Nous sommes grandement préoccupés par le message que cette disposition lance tant aux propriétaires qu’aux locataires. Un message qui laisse penser qu’il faut prendre à la légère les obligations contractées par le locataire. Ce message qui, indubitablement, attirera l’attention de certains locataires qui tenteront d’abuser encore plus de la situation et qui, directement, découragera le propriétaire d’immeuble et l’investisseur de poursuivre ou de débuter la détention d’un immeuble locatif au Québec. Les locataires qui attendront une exécution forcée savent généralement que le propriétaire ne pourra pas leur réclamer ces frais, ni les pertes de loyer pendant qu'il reste dans le logement sans payer.
Un avis de 5 jours pris isolément ne fait pas sourciller, mais quand on l’ajoute aux avis verbaux, à une lettre, à une demande à la Régie, à l’audition devant la Régie du logement, à la réception de la décision rendue par la Régie, à l’expiration du délai de 10 ou de 30 jours avant que la décision ne soit exécutoire, c’est différent !
De plus, lorsqu'il s'agit d'une résidence familiale, ce qui est le cas de plusieurs de nos logements, l’avis de 30 jours s’ajoute au délai de 30 jours déjà octroyé au locataire pour l’appel de la décision rendue par la Régie du Logement. Cela ne fait qu’accentuer le déséquilibre entre les obligations du propriétaire et les protections accordées au locataire.
Le seul fait que le locataire puisse ensuite prolonger le débat en faisant une demande pour prolonger ce délai est, selon l'Association des propriétaires du Québec (APQ), inadmissible. Sans parler de l’encombrement des Palais de justice, le seul fait que le propriétaire doive à nouveau prendre congé de son travail pour se présenter devant le tribunal est en soi inacceptable.

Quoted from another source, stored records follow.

PR #14620, opened 2025-04-17
bugfix (gitlab): check status code 409 for existing pull requests

amCap1712:
The error message returned by Gitlab might be localized. The error message may also change in the future, hence check for the more reliable 409 status code that Gitlab returns in case of a resource conflict.


nijel (commented):
We should figure out when GitLab changed the behavior to determine whether it is still needed to keep compatibility with the previous logic.

BingYanchi:
Although merge requests can be submitted correctly, Weblate still treats them as errors and shows them in the alert.

nijel:
@BingYanchi Are you talking about situation with this patch applied or without?

nijel:
No, the pull request is not yet merged...

nijel:
> We should figure out when GitLab changed the behavior to determine whether it is still needed to keep compatibility with the previous logic.

The HTTP 409 is documented in OpenAPI for three years, so I think it's okay to ditch the old solution completely.

amCap1712:
Sorry for the delay, I had found similar documentation before opening the PR but forgot to mention it.

PR #14624, opened 2025-04-18
feat: deleting a unit goes to next entry in batch

### LINKED ISSUE #14558: Go to next entry in batch after deleting entry
### Describe the problem

I am cleaning up our glossary (with many entries added by contributors, which do not belong in a glossary). I want to delete a bunch of them, but each time I do so, I get sent back to the component overview page. Then I have again to click on Browse, find the string where I was/that I wanted to delete next (maybe jump a page or two) and open the string.

After deleting a string, open the next string in the batch (with batch I mean the list that I opened, as indicated by the ## out of ## indication just below the breadcrumb).

#7563 / #11887

### Screenshots

_No response_

### Additional context

_No response_

amCap1712:
When a unit is deleted, go to the next unit in the batch instead of going back to the component overview page.

fixes #14558

### DIFF
--- a/weblate/templates/translate.html
+++ b/weblate/templates/translate.html
@@ -208,7 +208,11 @@
                       <ul class="dropdown-menu">
                         {% if user_can_delete %}
                           <li>
-                            <a href="" class="link-post" data-href="{% url "delete-unit" unit_id=unit.pk %}">{% trans "Delete string" %}</a>
+                            <!-- use this_unit_url as the next unit will become the unit at current offset after deletion -->
+                            <a href=""
+                               class="link-post"
+                               data-href="{% url "delete-unit" unit_id=unit.pk %}"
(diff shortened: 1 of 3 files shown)


weblate/templates/translate.html
```diff
@@ -208,7 +208,11 @@ <h4 class="panel-title">
                       <ul class="dropdown-menu">
                         {% if user_can_delete %}
                           <li>
-                            <a href="" class="link-post" data-href="{% url "delete-unit" unit_id=unit.pk %}">{% trans "Delete string" %}</a>
+                            <!-- use this_unit_url as the next unit will become the unit at current offset after deletion -->
```
nijel, line 211: Are you sure this is the case? The search result should be cached in the sessions, so the offset IMHO should not change (but I didn't verify that).

nijel: Okay, looking at the code I see that the cache is discarded upon deletion.

PR #15324, opened 2025-06-30
feat(api): add user contact field

michael-smt:
Adds the new contact field from #14930 to the API.

### DIFF
--- a/weblate/api/serializers.py
+++ b/weblate/api/serializers.py
@@ -222,7 +222,9 @@ class LanguageSerializer(serializers.ModelSerializer[Language]):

De plus, cette demande de prolongation d'au plus trois mois ne se fera pas sur les bancs de la Régie du logement. Donner un large pouvoir de décision à un autre tribunal que la Régie du logement quant aux délais d’exécution de leurs propres décisions diminuera l’importance de l’appréciation du préjudice subi par le propriétaire que le juge doit prendre en compte lorsqu’il rend une décision sur le délai d’exécution. L'Association des Propriétaires du Québec (APQ) est d'avis que ce pouvoir rendra cette appréciation presque inutile sachant qu’elle pourrait être modifiée de plusieurs façons par la Cour du Québec. L'Association des Propriétaires du Québec (APQ) se questionne également sur les délais d'attente pour une décision pour prolonger des délais pour l'exécution du jugement.
«Aucune prolongation ne peut valoir au-delà du terme du bail, le cas échéant.»
L'Association des propriétaires du Québec (APQ) se questionne sur l'application d'une telle mention, puisque le bail résidentiel se renouvelle de plein droit et seul le locataire peut mettre un terme à cette reconduction par un avis de non-renouvellement. Nous calculons que toutes ces modifications font en sorte qu'un locataire pourrait loger sans payer un sous dans un logement pendant près d'un an pour une demande de résiliation pour cause de non-paiement, alors qu'à la base, il s'agit à la Régie du logement d'une des causes où le délai est le plus court dû à sa priorité. Nous estimons qu'il manque de concordance entre ce que tente d'appliquer la Régie du logement et cette disposition.